Sie schlug den Kragen ihres Mantels hoch und zog den Kopf ein. Bei diesem Wetter jagt man doch keinen Hund vor die Tür! Matschig-bunte Blätter wirbelten an ihr vorbei und der Wind zerrte unersättlich an ihren langen Haaren. War das widerlich! Sie würde Stunden brauchen, um die Fitze aus den braunen Locken wieder herauszukämmen! Mal abgesehen davon, dass sie Stunden für diese Frisur gebraucht hatte. Und nun machten zehn Minuten Fußweg alles wieder zunichte.
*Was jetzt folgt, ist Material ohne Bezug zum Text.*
PR #862, opened 2026-07-16
fix(answer): disable color in data-shape git grep

### LINKED ISSUE #858: [Bug] data_shape live-grep: add --no-color so exclusion filter survives color.ui=always

Yurii201811:
## Summary

- pass `--no-color` to the data-shape `git grep` command
- add a regression test with `color.grep=always` so ANSI escapes cannot leak into the generated output

Fixes #858

## Testing

- focused answer/data-shape suite: 25 passed
- Ruff formatting check
- scoped Ruff lint/import check
- `git diff --check`

### DIFF
--- a/packages/server/src/repowise/server/mcp_server/tool_answer/data_shape.py
+++ b/packages/server/src/repowise/server/mcp_server/tool_answer/data_shape.py
@@ -156,6 +156,7 @@ def _run_grep(
                 "git",
                 "--no-pager",
                 "grep",
+                "--no-color",
                 *args,
                 "-l",
                 "-I",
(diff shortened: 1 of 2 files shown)


RaghavChamadiya:
Thanks for this, Yurii. Closing it in favour of #860, which came in about six minutes earlier and also clears the pre-existing SIM300 that this one leaves behind.

Nothing wrong with your version. The fix is byte-identical, and I checked that your test genuinely pins the bug: it fails with the source line reverted. Using `color.grep=always` rather than `color.ui=always` is a perfectly good trigger, I confirmed both produce the ANSI-wrapped paths.

Three PRs landed on this one-liner inside about eight minutes, which is on my triage rather than on you. I'll start assigning these before people begin work. Would welcome another one from you, and if you ping me on an issue first I'll assign it so you're not racing anyone.

PR #865, opened 2026-07-16
fix(mcp): resolve health repository from scoped session

### LINKED ISSUE #855: get_health: "Repository not found" for any workspace alias that differs from the directory basename
### Summary

In workspace mode, `get_health` fails with `Repository not found: <alias>` for any repo whose **workspace alias differs from its directory basename** — even though `list_repos` advertises that exact alias and every other workspace tool (`get_answer`, `get_dead_code`, `search_codebase`) accepts it.

Version: **repowise 0.31.0** (workspace mode, stdio transport).

### Reproduce

Register two repos in a workspace where the alias does not equal the folder name:

| alias | directory | `get_health(repo=<alias>)` |
|---|---|---|
| `myrepo` | `myrepo/` | ✅ works |
| `myrepo` | `MyRepo/` (case differs) | ❌ `Repository not found: myrepo` |
| `nickname` | `some-other-dir/` (aliased) | ❌ `Repository not found: nickname` |

```
list_repos() -> {"workspace": true, "repos": [{"alias": "nickname", ...}]}
get_health(repo="nickname", targets=["some/file.py"])
  -> {"error": "Repository not found: nickname"}

get_answer(repo="nickname", question="...")      -> works
get_dead_code(repo="nickname")                    -> works
```

I confirmed this across 6 workspace repos: the 3 whose alias exactly equals their directory basename work; the 3 where it differs (two by letter-case only, one aliased to an unrelated folder name) all fail. 6/6 consistent with the cause below.

### Cause

There are two repo-resolution paths, and `get_health` uses the one that is not alias-aware.

`server/mcp_server/_helpers.py:55` — `_get_repo()` resolves only by `local_path`, then primary-key ID, then `Repository.name`:

```python
async def _get_repo(session: AsyncSession, repo: str | None = None) -> Repository:
    """Resolve a repository — by path, by ID, or return the first one."""
    if repo:
        # Try by path
        result = await session.execute(select(Repository).where(Repository.local_path == repo))
        ...
        # Try by ID
        obj = await session.get(Repository, repo)
        ...
        # Try by name
        result = await session.execute(select(Repository).where(Repository.name == repo))
        ...
        raise LookupError(f"Repository not found: {repo}")
```

It never consults the workspace alias registry. `Repository.name` is the directory basename, so a workspace alias only resolves here **by coincidence** — when the alias happens to equal the basename. The match is also case-sensitive, so an alias differing only in case fails.

The alias-aware path is `core/workspace/registry.py:110` (`resolve()`), which validates against the workspace config and raises a *different* error:

```
Unknown repo 'X'. Available: ['a', 'b', ...]
```

### Two distinct errors (worth noting for anyone debugging this)

These look similar but mean opposite things, which makes the bug confusing to diagnose:

- `Unknown repo 'X'. Available: [...]` — alias resolution ran and X is genuinely not a registered alias.
- `Repository not found: X` — **the alias IS valid and resolved fine**; `_get_repo` then failed to find it by name/path.

So `Repository not found` on an alias that `list_repos` just returned is always this bug.

### Suggested fix

Have `_get_repo()` consult the workspace registry first (mapping alias → `RepoContext`/`local_path`) before falling back to path/ID/name lookup, so alias resolution is consistent across every workspace-aware tool. A case-insensitive comparison on the `name` fallback would additionally fix the case-only mismatches.

### Workaround

None from the tool surface — passing the directory basename instead of the alias fails earlier in `registry.resolve()` with `Unknown repo`, since the basename is not a registered alias. Affected repos currently have no way to call `get_health` at all.

### Related: #435

#435 ("Chat MCP tools fail with 'Repository not found' for non-primary repos in workspace mode") lands on the same final line (`_helpers.py:72`) and the same underlying weakness — `_get_repo` is not workspace/alias-aware. But this report is a different surface and a different trigger, so I've filed it separately rather than commenting there:

- **Transport:** #435 is the web-UI chat path (`chat_tools.execute_tool` + module-global `_state` wired to the primary repo). This is the plain **stdio MCP** transport, where that global-state path isn't involved.
- **Trigger:** #435 frames the variable as *primary vs non-primary*. That does not explain the stdio behaviour — **non-primary repos work fine here as long as their alias equals their directory basename** (2 of my 3 working repos are non-primary). The variable on this path is alias vs `Repository.name`, case-sensitive.
- **Scope:** only `get_health` is affected on stdio; `get_answer` / `get_dead_code` / `search_codebase` resolve the same aliases correctly on the same repos, because they go through `registry.resolve()`.

If the fix proposed in #435 (thread a per-request `RepoContext` instead of mutating MCP module globals) is applied to the shared `_get_repo` resolution rather than only the chat path, it would likely close both.

Real5K:
## Summary

- Resolve `get_health` repositories from the session already scoped by `_resolve_repo_context`
- Prevent workspace aliases from being incorrectly interpreted as repository names
- Add regression coverage for an alias that differs from its directory basename

## Related Issues

Closes #855

## Test Plan

- [x] Tests pass (`34` relevant workspace and health MCP tests)
- [ ] Web build passes (`npm run build`) *(not applicable - no frontend changes)*

## Checklist

- [x] Documentation is not needed for this internal bug fix

### DIFF
--- a/packages/server/src/repowise/server/mcp_server/tool_health.py
+++ b/packages/server/src/repowise/server/mcp_server/tool_health.py
@@ -380,7 +380,7 @@ async def get_health(
     perf_coverage: PerfCoverage | None = None
     perf_findings_count = 0
     async with get_session(ctx.session_factory) as session:
-        repository = await _get_repo(session, repo)
+        repository = await _get_repo(session)
 
         all_metrics_q = select(HealthFileMetric).where(
             HealthFileMetric.repository_id == repository.id
--- a/tests/unit/server/test_mcp_workspace.py
+++ b/tests/unit/server/test_mcp_workspace.py
@@ -34,7 +34,14 @@ from repowise.core.workspace.registry import RepoContext
 _NOW = datetime(2026, 4, 12, 10, 0, 0, tzinfo=UTC)
 
 
-async def _make_repo_context(alias: str, repo_path: str, pages: list, extra_models: list | None = None) -> RepoContext:
+async def _make_repo_context(
+    alias: str,
+    repo_path: str,
+    pages: list,
+    extra_models: list | None = None,
+    *,
+    repo_name: str | None = None,
+) -> RepoContext:
     """Create an in-memory RepoContext with test data."""
     engine = create_async_engine(
         "sqlite+aiosqlite:///:memory:",
@@ -47,7 +54,7 @@ async def _make_repo_context(alias: str, repo_path: str, pages: list, extra_mode
     async with factory() as session:
         repo = Repository(
             id=f"repo-{alias}",
-            name=alias,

Noch gestern hatte sie mit Luzie einen Eiskaffee bei ihrem Lieblingsitaliener getrunken. Bei strahlendem Sonnenschein und azurblauem Himmel. Kurz hatte sie sogar überlegt, ihr Gesicht mit Sonnenmilch einzucremen. Und heute? Ein Herbststurm vom Feinsten.
Sie klemmte ihre Handtasche noch fester unter den Arm. Ihre Füße knietschten mittlerweile in ihren Highheels. Trotz der Acht-Zentimeter-Absätze hatte das Pfützenwasser sämtliche Nähte aufgeweicht und war nach innen gezogen. Dabei hatte sie um jede Schmutzlache einen großen Bogen gemacht. „So ein Mist!“ Zu allem Überfluss begann es auch wieder zu nieseln. Sie zog den Kragen noch höher und wünschte sich eine Kapuze an ihren Mantel. Ihr Schirm war nur Zierde. Der heftige Wind würde ihn ja doch sofort gegen die Streben umklappen.
Ein glücklicher Seufzer entwich ihr, als sie aus dem Park kam und ihr Ziel keine 50 Schritte mehr entfernt war. Schnell hastete sie die letzten Meter den Gehweg hinunter und ergriff nervös die schmiedeeiserne Klinke. Sie war genauso kalt wie ihre Hand. Quietschend ließ sie sich hinunterdrücken und drückte die Eichentür auf. Sie musste sich mit ihrer ganzen Kraft dagegen lehnen, so groß war der Widerstand. Bis ihr der Herbststurm unter die Arme griff und Mia den Schwung der Tür mit ganzen Körpereinsatz bremsen musste.
Beißender Qualm schlug ihr entgegen. Sie hörte ein Stimmengewirr, konnte aber beim besten Willen nichts erkennen. Hier sollte ihr Vorstellungsgespräch stattfinden?